Recently, it started raining money in California.

On a northbound interstate highway, an armoured-car was transporting sacks full of  $1 and $20 bills when the back doors came open.

The sacks fell out and burst, and the turbulence created by the fast traffic caused the money to fly in the air like confetti.

That’s unusual, fair enough, but what happened next was jaw-dropping.

Drivers hit their brakes without thinking, they made emergency stops in the middle of the highway, where traffic was doing 70 mph.

They flung open the doors and abandoned their cars and started scrabbling on the tarmac to grab notes, clutching them out of the air, off the road, whooping and screaming.

The second they saw the money they just lost all rational thought, stopped their cars where they were and started snatching at it.

More and more drivers joined in, more and cars were backed up along the highway.

Luckily no one was hurt, but the drivers on the ground were oblivious anyway, the instant they saw the money all rational thought left their heads.

I like money as much as anyone, but FFS use your brain.

Supposing you manage to grab twenty $20 bills that’s $400.

Meanwhile, the car that you’ve abandoned in the middle of the highway gets totalled by a massive truck, that’ll cost you around $20,000.

Or supposing your car causes a wreck in which someone dies, or supposing while you’re on your knees grabbing money you get hit by a truck and die.

You can’t grab enough $20 bills to pay for that.

But for some people the sight of free money supersedes everything else.

See, here’s the thing about money, it isn’t magic – those bits of paper have no actual value themselves, the only value they have is what you can exchange them for.

So before you stop the car and scrabble around on the road just think for a millisecond, are those few bills worth what it could cost?

I could maybe understand if this was a run-down section of town where people had nothing, but it wasn’t, it was an interstate highway full of expensive cars.

And people with a belief that money was magic tokens that automatically delivered everything you could possibly desire.

Some of those people just slammed their car door with the keys inside as they ran to grab the money, so the cars were locked on the highway and couldn’t be moved.

The police arrested them and had the cars towed away, the fines will amount to more than whatever they collected.

The police used the news media to explain that this wasn’t free money, it was theft: “If a truck carrying TV sets drops them on the highway, you can’t just grab the TVs and take them away” a spokesman said.

But money is like a drug that bypasses the brain.

The police explained there was lots of footage of  car number-plates and the faces of the people taking the money, if the money wasn’t returned in 48 hours those people faced prosecution.

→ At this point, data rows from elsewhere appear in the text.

PR #43, opened 2021-12-23
Prevent truncation of 2 trailing characters

perama-v:
Error: `nile invoke xyz` results in `UNINITIALIZED_CONTRACT`.

Issue: When storing the contract address in `*.deployments.txt` the trailing two characters are omitted. When calling invoke on a contract verified to be deployed (e.g., on Voyager, address `0x123`), the contract printed to the console has two leading  0's: `0x00123`. The length of the address (excluding 0x prefix) appears to be 64 elsewhere (StarkNet CLI, Voyager).

Resolution: Increase the max length of the regex.


martriay:
Thanks!

PR #22, opened 2019-03-29
Remove line from utility.h: #include <core/dvector.h>

ant1fact:
Remove #include <core/dvector.h> to avoid compilation error with Godot's latest 3.1 stable release

After the change, the engine compiled successfully and I was able to open and run the Zylann/voxelgame project

### DIFF
--- a/utility.h
+++ b/utility.h
@@ -2,7 +2,6 @@
 #define HEADER_VOXEL_UTILITY_H
 
 #include <core/vector.h>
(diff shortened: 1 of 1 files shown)


Zylann:
Fixed in 6fc70a66c1c1de0dc8224f3d058f093292ba2d56
Also in the `dmc` branch I realized this might have been needed, so I added it back with the correct name and will be merged to master after some time.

Gradually, reluctantly, some of the money began to trickle back.

People tend to see money as an end-point, the standard that all things must be measured against, the final goal.

But for us, it doesn’t make sense to just chase money.

If we do great work money will follow, so it makes sense to chase the work.

But I’ve seen people chase the money – they were doing great work, so they got offered more money elsewhere, so they left and went for the money.

Suddenly they weren’t doing such great work anymore, so the money dried up, now they don’t have the work or the money.

See, if you’ve got great work you’ve got a great portfolio, and that will always sell.

But if all you have is the fact that you used to earn a lot of money, well you can’t put that in your portfolio.

Hence, money is a by-product not an end-product – QED.